Problem to work on:
What you produce should be every line from the data that includes "skill".
---------- Data supplied
PR #3774, opened 2021-12-09
jobs: WAR surging tempest timer fix

AmenneHolelane:
it's not consistent at all, the actual displayed timer is usually off the ingame buff timer. included as much info as i could about how long it actually lasts but at least it displays now and is mostly accurate

### DIFF
--- a/ui/jobs/components/war.ts
+++ b/ui/jobs/components/war.ts
@@ -55,11 +55,6 @@ export class WARComponent extends BaseComponent {
     if (skill)
       this.comboTimer.duration = 15;
   }
-  // for some undocumented reason, neither storm's eye or mythril tempest combo function exactly as the tooltip says.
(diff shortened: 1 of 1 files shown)


AmenneHolelane:
for some undocumented reason, neither storm's eye or mythril tempest combo function exactly as the tooltip says. When initially applied, mythril tempest sets the duration to 30.5 seconds rounded down. Storm's Eye sets the duration to 30+1.8 or something. The initial duration of eye isn't exactly 32 seconds but it's really close, the buff only reads 30 seconds tho the duration is longer
Increasing the buff timer via an aditional eye/tempest adds 30 seconds as you'd expect. final duration is always +1.8ish or +0.5 seconds depending on which skill was used however overcapping the buff will always set the duration to 60.5 seconds, no matter which skill is used

quisquous:
Yeah, when I use this, it looks like the Storm's Eye buff is +1s over the box.  I'll merge this patch for now and will see if we can follow up to make this better.  Thanks for the change.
--------------------
Task response:
     if (skill)
Increasing the buff timer via an aditional eye/tempest adds 30 seconds as you'd expect. final duration is always +1.8ish or +0.5 seconds depending on which skill was used however overcapping the buff will always set the duration to 60.5 seconds, no matter which skill is used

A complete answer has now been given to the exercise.